Tapi penelitian yang dilakukan belum dikaji secara mendalam pada satu fokus
kajian tertentu. Padahal jika
dicermati, menghadap kiblat
merupakan kewajiban mutlak bagi
setiap muslim. Sebab
menghadap kiblat terkait
erat dengan pelaksanaan ibadah
shalat yang merupakan
bagian dari salah
satu rukun Islam.
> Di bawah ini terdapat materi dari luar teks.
PR #459, opened 2019-12-12
Give error message when trying to run .NET Core tests

### LINKED ISSUE #445: Better error message when attempting to load .NET Core assemblies

CharliePoole:
Fixes #445 by throwing a specific exception when attempt is made to run a test targeting .NET Core.


CharliePoole:
Travis currently failing to install dotnet SDK for several issues.

CharliePoole:
@TestCentric/gui-team I'd appreciate one of you reviewing this. I think it's an improvement but may require some tweeking later.

Currently...
 `RunTimeType` is an enum that indicates which Runtime is in use. It is used to create a `Runtime`.
 `Runtime` represents a particular Runtime, like .NET Framework or .NET Core.
 `RuntimeFramework` represents a particular version of a runtime, like .NET Core 2.1.

These names may not be the best and we can change them when we have something better.

As @ChrisMaddock has pointed out, we use `RuntimeFramework` to represent

 * An actual installed framework, including the one we are using
 * The target framework for an assembly
 * The runtime requested by the user

I think the first is different from the other two, which are actually filters that help select a runtime. I'd like to make that distinction in a future PR, in which case we would no longer need `RuntimeType.Any` or `Runtime.Any`. Instead, the caller could specify a possibly empty list of acceptable runtimes in some sort of `RuntimeFilter` class. That would eliminate a lot of complexity.

CharliePoole:
Looks like nobody has had time to review this... I'll go ahead and merge but I'll still look at any comments you may later make and fix anything that needs it.

src/TestEngine/testcentric.engine.core/Runtime.cs
```diff
@@ -0,0 +1,188 @@
...
+            // Properties are completely determined by the RuntimeType
+            switch(runtimeType)
+            {
+                case RuntimeType.Any:
+                    DisplayName = "Any";
+                    // FrameworkIdentifier is left as null
+                    break;
+                case RuntimeType.Net:
+                    DisplayName = ".NET";
+                    FrameworkIdentifier = ".NETFramework";
```
mikkelbu: Shouldn't we use `FrameworkIdentifiers.Net` here? (a similar comment to the other cases).

src/TestEngine/testcentric.engine.core/Runtime.cs
```diff
@@ -0,0 +1,188 @@
...
+        /// </summary>
+        /// <param name="name">Name of the Runtime to check</param>
+        /// <returns>True if name represents a known runtime, otherwise false</returns>
+        public static bool IsKnownRuntime(string name)
+        {
+            foreach (string item in KnownRuntimes)
+                if (item.ToLower() == name.ToLower())
+                    return true;
+
+            return false;
```
mikkelbu: This could also be written as `return KnownRuntimes.Any(r => String.Equals(r, name, StringComparison.OrdinalIgnoreCase))`

src/TestEngine/testcentric.engine.core/Runtime.cs
```diff
@@ -0,0 +1,188 @@
...
+            switch(s)
+            {
+                case ".NETFramework":
+                    return Runtime.Net;
+                case ".NETCoreApp":
+                    return Runtime.NetCore;
+                default:
+                    return null;
+            }
+        }
```
mikkelbu: A bit inconsistent that `Parse(string s)` will fail on wrong input, but `FromFrameworkIdentifier(string s)` will return `null`.

And for `FromFrameworkIdentifier(string s)` we should use the constants.

src/TestEngine/testcentric.engine.core/Runtime.cs
```diff
@@ -0,0 +1,188 @@
...
+            return left._runtimeType == right._runtimeType;
+        }
+
+        public static bool operator !=(Runtime left, Runtime right)
+        {
+            return left._runtimeType != right._runtimeType;
+        }
+    }
+
+    public static class FrameworkIdentifiers
```
mikkelbu: Currently, not used as far as I can tell.

src/TestEngine/testcentric.engine.core/RuntimeFramework.cs
```diff
@@ -112,48 +103,51 @@ private bool IsFrameworkVersion(Version v)
 
         private Version GetClrVersionForFramework(Version frameworkVersion)
         {
-            switch (Runtime)
+            if (Runtime == Runtime.Net || Runtime == Runtime.Any)
```
mikkelbu: I can see that we are just keeping the existing behaviour, but why does `Runtime.Any` set version in the same manner as `Runtime.Net`?

src/TestEngine/testcentric.engine.tests/RuntimeFrameworkTests.cs
```diff
@@ -228,33 +228,38 @@ public override string ToString()
...
-            new FrameworkData(RuntimeType.Mono, new Version(3,5), new Version(2,0,50727), "mono-3.5", "Mono 3.5", ".Net Framework,Version=3.5"),
-            new FrameworkData(RuntimeType.Mono, new Version(4,0), new Version(4,0,30319), "mono-4.0", "Mono 4.0", ".Net Framework,Version=4.0"),
-            new FrameworkData(RuntimeType.Mono, RuntimeFramework.DefaultVersion, RuntimeFramework.DefaultVersion, "mono", "Mono", null),
-            new FrameworkData(RuntimeType.Any, new Version(1,1), new Version(1,1,4322), "v1.1", "v1.1", null),
-            new FrameworkData(RuntimeType.Any, new Version(2,0), new Version(2,0,50727), "v2.0", "v2.0", null),
-            new FrameworkData(RuntimeType.Any, new Version(3,5), new Version(2,0,50727), "v3.5", "v3.5", null),
-            new FrameworkData(RuntimeType.Any, new Version(4,0), new Version(4,0,30319), "v4.0", "v4.0", null),
-            new FrameworkData(RuntimeType.Any, RuntimeFramework.DefaultVersion, RuntimeFramework.DefaultVersion, "any", "Any", null)
+            new FrameworkData(Runtime.Net, new Version(1,0), new Version(1,0,3705), "net-1.0", ".NET 1.0", ".NETFramework,Version=v1.0"),
```
mikkelbu: I think usually there is a space between `,` and `Version`

src/TestModel/tests/TestModelAssemblyTests.cs
```diff
@@ -67,6 +67,7 @@ public void CheckStateAfterLoading()
             Assert.False(_model.HasResults, "HasResults");
 
             var testRun = _model.Tests;
+            TestContext.Error.WriteLine(testRun.Xml.OuterXml);
```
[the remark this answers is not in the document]
CharliePoole: It was... already removed it in another PR but I'll have to make sure the merge doesn't put it back.

src/TestEngine/testcentric.engine.core/Runtime.cs
CharliePoole: I'm in a bit of a quandary about where to retain this info centrally. I first used `FrameworkIdentifiers` and then stopped using it, but forgot to delete the class. Seems like there needs to be a list of known framework identifiers someplace, so I guess I'll go back to using it.

src/TestEngine/testcentric.engine.core/Runtime.cs
CharliePoole: I'll go one way or the other.

src/TestEngine/testcentric.engine.core/RuntimeFramework.cs
CharliePoole: Because in the past, we have consistently assumed that "Any" would use the current runtime, which has always been .NET. Consequently, this keeps the code working but doesn't make sense. I definitely want to do more work on this.

src/TestEngine/testcentric.engine.tests/RuntimeFrameworkTests.cs
CharliePoole: It's a source of great confusion. AFAICS Microsoft's `FrameworkName` is generous on what it accepts in the constructor or to parse, but will always display `FullName`, without the space. I believe my net20 implementation does the same. Since I use this data field both as an argument and tan expected value for `FullName` I went without the space.

I'll take another look through the code (both mine and Microsoft's) to be sure it's OK. Of course, once we start using this to detect the framework to run we may discover more.

CharliePoole:
@mikkelbu Thanks for the review. I'll do a patch before releasing.

src/TestEngine/testcentric.engine.core/Runtime.cs
CharliePoole: Unfortunately, not available for the net20 build. I used conditional compilation. I don't want to maintain our own System.Linq just for this.

src/TestEngine/testcentric.engine.core/Runtime.cs
CharliePoole: Only caller was throwing on null, I removed that and let this method throw instead.

src/TestEngine/testcentric.engine.tests/RuntimeFrameworkTests.cs
CharliePoole: I verified the statement above. Spaces are ignored at either end of the string or around the comma or equal sign. See `FrameworkNameTests`. The `FullName` property never uses spaces, so that's what I'd call the canonical name.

Dapat dikatakan tidak sah ibadah shalat seseorang
ketika dilaksanakan dalam posisi
tidak menghadap kiblat.
Pengambilan sampel dalam penelitian
ini menggunakan teknik
purposivve area sampling, dimana
sampel berdasarkan pertimbangan tertentu selain
berdasarkan area, karena
wilayah Indonesia dibagi menjadi
tiga wilayah waktu,
maka ketiga wilayah tersebut dijadikan
sampel populasi, sedangkan
daerahnya diambil secara purposive
dengan mempertimbangkan aspek letak geografis, yakni lintang dan
bujur. Berdasarkan penelitian yang
dilakukan, maka dapat
diketahui bahwa rasydhul
qiblah harian tidak dapat
dikonversi karena perbedaan waktu relatif besar, rasydhul
qiblah harian dapat
dibuat jadwal tetap sebagaimana jadwal
sholat, posisi matahari
dalam arti jarak matahari dari
khatulistiwa sangat berpengaruh
terhadap saat atau waktu
sinar matahari tepat
mengarah ke arah kiblat (rasydhul qiblah), sementara letak
geografis pengaruhnya ada namun relatif kecil.